Stealth Clinches Orphan Drug Designation in DMD

Stealth BioTherapeutics has received Orphan Drug Designation from the U.S. Food and Drug Administration for elamipretide. The candidate received this designation for its potential to treat patients with Duchenne Muscular Dystrophy (DMD), a rare neurologic disease that affects muscles. In addition, the FDA’s Division of Neurology has agreed to a pre-IND meeting to evaluate the path to regulatory approval of elamipretide.

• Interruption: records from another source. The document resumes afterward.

PR #976, opened 2017-06-27
enlarge origin_read_timeout validation

cmartinez85:
We asked to AWS to increase the limitation of the parameter origin_read_timeout of cloudfront distribution to 150 seconds (default is 60) and they granted it us.
When we tried to apply these 150 seconds in this parameter with terraform the bellow message appear:

`* module.cloudfront_es.aws_cloudfront_distribution.web: expected origin.1.custom_origin_config.0.origin_read_timeout to be in the range (4 - 60), got 150. `

So we need to increase (or remove) this limitation in terraform too.

### DIFF
--- a/aws/resource_aws_cloudfront_distribution.go
+++ b/aws/resource_aws_cloudfront_distribution.go
@@ -367,7 +367,7 @@ func resourceAwsCloudFrontDistribution() *schema.Resource {
 										Type:         schema.TypeInt,
 										Optional:     true,
 										Default:      30,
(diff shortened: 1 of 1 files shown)


stack72:
Hi @cmartinez85 

Thanks for the PR here - I am going to handle this in a slightly different manner. I am going to remove the validation completely and add some documentation to suggest that there is a default limit of 60 but that you can ask AWS to increase

thanks for this

Paul

cmartinez85:
thanks!

PR #979, opened 2017-06-27
Add aws_ecr_policy_statement

DennyLoko:
This PR was originally opened by @greenboxal at hashicorp/terraform#12078.

I'm using this and has been very useful. I believe it can be fully merged on this provider.

PR #985, opened 2017-06-27
New Resource: aws_ecr_repository_policy_statement

greenboxal:
This resource allows to manage ECR policy statements as single resources, allowing to spread them across several modules. This is useful as a ECR repository can have only one policy document.

It was implemented in the same way that aws_security_group_rule works: It locks the resource mutex and applies the diff (add, remove or change the statement) over the policy document and applies it on the repository.

### DIFF
--- a/aws/resource_aws_ecr_repository_policy_statement.go
+++ b/aws/resource_aws_ecr_repository_policy_statement.go
@@ -1,0 +1,294 @@
+package aws
+
+import (
+	"encoding/json"
+	"log"
+
+	"github.com/aws/aws-sdk-go/aws"
+	"github.com/aws/aws-sdk-go/aws/awserr"
+	"github.com/aws/aws-sdk-go/service/ecr"
+	"github.com/hashicorp/terraform/helper/resource"
+	"github.com/hashicorp/terraform/helper/schema"
+)
+
+type ecrPolicy struct {
+	Version    string                `json:",omitempty"`
+	ID         string                `json:",omitempty"`
+	Statements []*ecrPolicyStatement `json:"Statement"`
+}
+
+type ecrPolicyStatement struct {
+	Sid           string
+	Effect        string      `json:",omitempty"`
+	Actions       interface{} `json:"Action,omitempty"`
+	NotActions    interface{} `json:"NotAction,omitempty"`
+	Resources     interface{} `json:"Resource,omitempty"`
+	NotResources  interface{} `json:"NotResource,omitempty"`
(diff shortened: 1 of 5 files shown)


greenboxal:
@stack72 as discussed in #979, just improved the documentation.

Ninir:
Hi @greenboxal

Sorry for taking this long to get back to you.
I have read the discussion in the other PR, and I am just wondering why not using the `aws_ecr_repository_policy` policy along with the `template_file` (for reusability)?

Hope I understood the use-case well 😄 

THanks!

greenboxal:
You can only apply one policy per repository. A lot of times you want to deploy the same application in different infrastructures, using the same repository. Maybe for creating a staging -> production pipeline.

Let's say you have a module called `my-cool-app`, and that I want to provision it twice, one for production, one for staging. Still, I want to use the same ECR repository.

If I want to use the same repository, I can't create the repo inside the module, otherwise I would end up with two different repositories. I need to create a policy for each `my-cool-app` module instance, so its EC2 instances can download the images from the repo.

The first approach that come to my head is: create one policy for each module instance and attach them to the repo. But then you have a issue here: ECR repos can only have one policy.

This resources solves this, in the same way that `aws_security_group_rule` resource solves a related issue with security groups. You can do a kind of "dependency injection".

aws/resource_aws_ecr_repository_policy_statement.go
```diff
@@ -0,0 +1,294 @@
...
+		if err := json.Unmarshal([]byte(*out.PolicyText), policy); err != nil {
+			return nil, nil, err
+		}
+	} else {
+		policy.Version = "2008-10-17"
+	}
+
+	if policy.Statements == nil {
+		policy.Statements = make([]*ecrPolicyStatement, 0)
+	}
```
Ninir: @greenboxal Do you think you could take some time to create a data source called `aws_iam_policy_document` which would have a source_policy document, that would allow to merge your policy into the source one?

Your use case seems totally valid and it would be a great addition to have it! 👍 
I am just wondering that maybe we could make this part reusable so that we can handle this case in several situations. What do you think? :)

bflad:
I believe this will be helped/solved by #2890

aws/resource_aws_ecr_repository_policy_statement.go
devonbleak: @Ninir this sounds almost exactly like what I did with #2890

bflad:
As noted above, this was solved more generically with the `aws_iam_policy_document` data source. 👍

PR #2780, opened 2017-12-27
Update the Fargate documentation 

sebastianwahn:
Update the ECS Fargate documentation by moving the "launch_type" property to the correct place in aws_ecs_service.

Currently, it doesn't match the implemented aws_ecs_service resource, since the "launch_type" is beneath the "load_balancer", according to the docs.


jen20:
Thanks @sebastianwahn!

PR #2789, opened 2017-12-28
resource/aws_lambda_function: Validate the function name

ColinHebert:
Lambda function names (not the ARN, the actual name) has a restriction of 64 characters and alphanum with dash and underscore. (https://docs.aws.amazon.com/lambda/latest/dg/API_CreateFunction.html)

DMD is typically diagnosed primarily in males between the ages of two and eleven years old, according to the National Institutes of Health’s Genetic and Rare Disease Information Center. Early signs of DMD include difficulty sitting, standing, walking and learning how to speak. As the disease progresses, muscles begin to weaken and degrade, leading to atrophy in skeletal and heart muscles. Patients often die in early adulthood, once respiratory or cardiac issues become too severe for treatment. The disease is hereditary, passed through an X-linked recessive chromosome pattern.

To combat the progression of DMD, elamipretide’s peptide compound composition allows it to penetrate the cellular membrane to bind to cardiolipin. After binding, elamipretide induces an increase in mitochondrial respiration and ATP production. Increased ATP production interrupts and potentially reverses oxidative stress. Oxidative stress is a factor in DMD, along with various other dry age-related macular degeneration and primary mitochondrial diseases.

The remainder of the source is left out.